Recent deals between Warner Bros, Netflix and Paramount have ignited a debate about the future of Hollywood. As many major studios turn to partnerships with streaming services, it is apparent that Hollywood is reshaping itself in accordance with audience habits and economic pressures.
Historically, mergers and acquisitions are not uncommon in the movie industry. For the last 50 years, movie studios have changed and shifted ownership multiple times. Take, for example, Columbia Pictures, which was founded in 1924, then bought by Coca-Cola in 1982, only to be bought seven years later by Sony.
As such, the Netflix merger is not entirely surprising. Warner Bros. has had a tremendous year with highly profitable releases such as “Sinners,” “F1: The Movie,” “One Battle After Another” and “Superman.” Netflix needs these blockbuster I.P. movies to put on its streaming service, and Warner Bros. very simply wants cash.
With Netflix being synonymous with streaming services, many are afraid that the merger will mark the end of moviegoing, as more movies are only released on streaming services. “I have always loved the shared experience of seeing a movie in the theaters, especially when it’s a big release. It made seeing a movie an event you had to make time for or set aside time to see,” said teacher Brent Keemle. “It’s sad that theaters are in decline, but I kind of think the decline of theaters has been connected to a decline in the quality of movies.”
Like Keemle, many are additionally afraid of the drop in quality of movies that can occur from the merger. In the past, studio mergers have led to reduced output. The Disney-Fox merger in 2019 largely cut many movies and shows under the Fox label. This ultimately affects the diversity of the content produced, leading to a drop in quality. “ My concern is that this isn’t going to make new movies suddenly be made in large quantities; it’s about the business of who controls what rights and the access of who can view what,” says English teacher Kevin Gaffney.

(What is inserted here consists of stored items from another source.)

PR #2811, opened 2024-08-23
Add missing currency information for Iceland and Bulgaria

sponglord:
## Summary
In v6 we added new locales: Iceland and Bulgaria.
This PR also adds the necessary currency information for these two, non-Euro, countries

## Tested scenarios
Manually tested in Chrome, Firefox  & Safari that currency is identified and formatted

### DIFF
--- a/packages/lib/src/utils/constants/currency-decimals.ts
+++ b/packages/lib/src/utils/constants/currency-decimals.ts
@@ -10,6 +10,7 @@ const CURRENCY_DECIMALS = {
     GHC: 1,
     GNF: 1,
     KMF: 1,
+    ISK: 1,
     PYG: 1,
     RWF: 1,
     UGX: 1,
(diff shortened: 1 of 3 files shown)


m1aw (approved):

packages/lib/src/utils/constants/currency-decimals.ts
```diff
@@ -10,6 +10,7 @@ const CURRENCY_DECIMALS = {
     GHC: 1,
     GNF: 1,
     KMF: 1,
+    ISK: 1,
```
jureperak, line 13: Hey, are you sure that ISK needs to be set as zero decimal currency? In docs it clearly states that even do ISK is zero decimal, it will be used with two decimals https://docs.adyen.com/development-resources/currency-codes/#note

I'm asking this because, after this version, when i'm using dropin with CustomPay button, amount that i provide in ApplePay configuration for ISK is not same as in the version before this release. I will try to make a test on my sandbox environment and create PR, but if you could verify this before me even better.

Fans like Gaffney are concerned that streaming services will put in less effort.“I think, at least initially, whoever gets Warner Bros is going to prioritize access to the WB intellectual property in their service more than creating new content for WB in their particular Netflix/Paramount/Amazon style,” Gaffney continued.

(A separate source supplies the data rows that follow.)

Issue #2362, opened 2023-10-17
Postal code validation error messages don't match with regex


ignas-seskauskas2:
Postal code validation error message doesn't show correct information. It says that 99999 format should be correct, but it's not correct, error message is still shown.

![image](https://github.com/Adyen/adyen-web/assets/103568359/6aa69544-7657-4544-9ed0-88aef163edc9)

In https://github.com/Adyen/adyen-web/blob/main/packages/lib/src/components/internal/Address/validate.ts:
language LT pattern is "/^(LT-\d{5})$/"
But in https://github.com/Adyen/adyen-web/blob/main/packages/lib/src/components/internal/Address/validate.formats.ts error message for language LT is: '9999 or 99999 or LT-99999'

There may be a similiar issue for other languages too

m1aw:
Hello @ignas-seskauskas2 

This issue has been fixed on the latest version `5.68.1` and `6.1.1`.

PR #2822, opened 2024-08-29
Fixes LT postal code

m1aw:
## Summary

Makes postal code validation rules same as description. Also add AddressElement to Storybook.  Adds some test to validate.

### Discussion

As I was writing the test I decided to write some additional tests for some more countries, and quickly found out that are some scenarios that we might not be validating correctly (with the validator alone). 

It's okay because these scenarios get validated correctly at the end but I left the tests in there so we can maybe decide to fix this in the future.

Also for future reference there's [this giant list from the European Central Bank](https://www.ecb.europa.eu/stats/money/aggregates/anacredit/shared/pdf/List_postal_code_formatting_rules_and_regular_expressions.xlsx) that has a pretty comprehensive list of regex and validation rules.

## Tested scenarios

* Added tests
* Tested in storybook the LT-XXXX, XXXX, XXXXX variations.

**Fixed issue**:  
#2362

### DIFF
--- a/packages/lib/src/components/internal/Address/validate.test.ts
+++ b/packages/lib/src/components/internal/Address/validate.test.ts
@@ -1,0 +1,140 @@
+import { validatePostalCode } from './validate';
+import { ValidatorRules } from '../../../utils/Validator/types';
+
+describe('validatePostalCode', () => {
+    const validatorRules: ValidatorRules = {
+        postalCode: {
+            modes: ['blur'],
+            validate: jest.fn(),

The other part of this dilemma is Paramount’s hostile bid. Just a few days after the Netflix deal, Paramount announced a hostile bid, or a tender offer, where the company promised to buy Warner Brothers stock at an elevated price. When a company buys enough of these stocks, it can start making changes and exert influence over decisions. Other notable examples of hostile takeovers include Elon Musk’s acquisition of Twitter and Kraft’s acquisition of Cadbury.
Ultimately, both parties’ argument hinges on whether or not the merger will be categorized as monopolizing. Paramount argues that the Netflix acquisition would not adhere to the standards of the European Commission, U.K’s Competition and Markets Authority. Similarly, concerns are raised regarding the foreign wealth funds backing the Paramount bid.
For movie fans, both merger propositions pose a similar issue, “I’m always concerned about any kind of monopoly forming, and this merger could reduce the current five major studios (Disney, Universal, WB, Paramount and Sony) to four. Then, in a few years, another merger would lead to three, and on and on. If the guiding principle of capitalism is that competition breeds innovation, this potential elimination of competition should concern anyone who wants quality, varied viewing material,” expressed Gaffney.
The center of the debate is not just who owns what studio, but it is instead about what happens to the art of movies. Film has always existed at the intersection of commerce and creativity, yet its power comes from the experience it creates for fans. When mergers prioritize market dominance over originality, the danger created is not simply fewer movies, but also fewer meaningful movies. Hollywood is roughly 115 years old and has survived many technological shifts, but its survival hinges on the public remembering that movies are more than revenue streams. Movies are works of art that are worth saving.